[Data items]
----

PR #53, opened 2021-04-24
3d support for non-strong prefix parsers, all_bytes, all_zeros

tahina-pro:
This PR adds 3d support for parsers that do not necessarily have the strong prefix property.
* The 3d "typechecker" (along with prelude combinator types) enforces that the first part of a (dependent or non-dependent) pair have the strong prefix property.
* New `all_bytes` type and parser consumes all of the remaining bytes of the current input buffer, always succeeds.
* New `all_zeros` type and parser consumes all of the remaining bytes of the current input buffer, fails if one of those bytes is nonzero.
* Example in `FieldDependence0.3d`: list of tagged unions where the payload of one of those cases is `all_zeros`. That case models the terminator symbol, so that for a given buffer length, the list shall contain either only elements that together fit that size, or elements followed by the terminator symbol and padding of zeros.

Thus, this PR supersedes and generalizes branch `taramana_3d_dep_pair_with_terminator` where that example was defined as an ad-hoc combinator in 3d prelude. With this PR, such a datatype can now be defined in a 3d file.


nikswamy:
Thanks @tahina-pro ... this is really great to have. I successfully used it in the TCP header spec to encode the options terminated by the END_OF_LIST marker. It was really smooth.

----

Only the lines from the one containing "padding of zeros." through the final line of the data belong in the answer, repeated exactly.

* Example in `FieldDependence0.3d`: list of tagged unions where the payload of one of those cases is `all_zeros`. That case models the terminator symbol, so that for a given buffer length, the list shall contain either only elements that together fit that size, or elements followed by the terminator symbol and padding of zeros.

Thus, this PR supersedes and generalizes branch `taramana_3d_dep_pair_with_terminator` where that example was defined as an ad-hoc combinator in 3d prelude. With this PR, such a datatype can now be defined in a 3d file.


nikswamy:
Thanks @tahina-pro ... this is really great to have. I successfully used it in the TCP header spec to encode the options terminated by the END_OF_LIST marker. It was really smooth.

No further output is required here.